-- Material provided follows --

PR #2230, opened 2024-06-22
Make plugin handle explicitly declared reverse descriptors for FKs

flaeppe:
If a reverse descriptor was explicitly declared on a model, the plugin skipped to create a more specific subclass for its related manager.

-- Material provided concluded --

■ What the task requires:
Take the listing above and set it down exactly.

■ Written solution:
PR #2230, opened 2024-06-22
Make plugin handle explicitly declared reverse descriptors for FKs

flaeppe:
If a reverse descriptor was explicitly declared on a model, the plugin skipped to create a more specific subclass for its related manager.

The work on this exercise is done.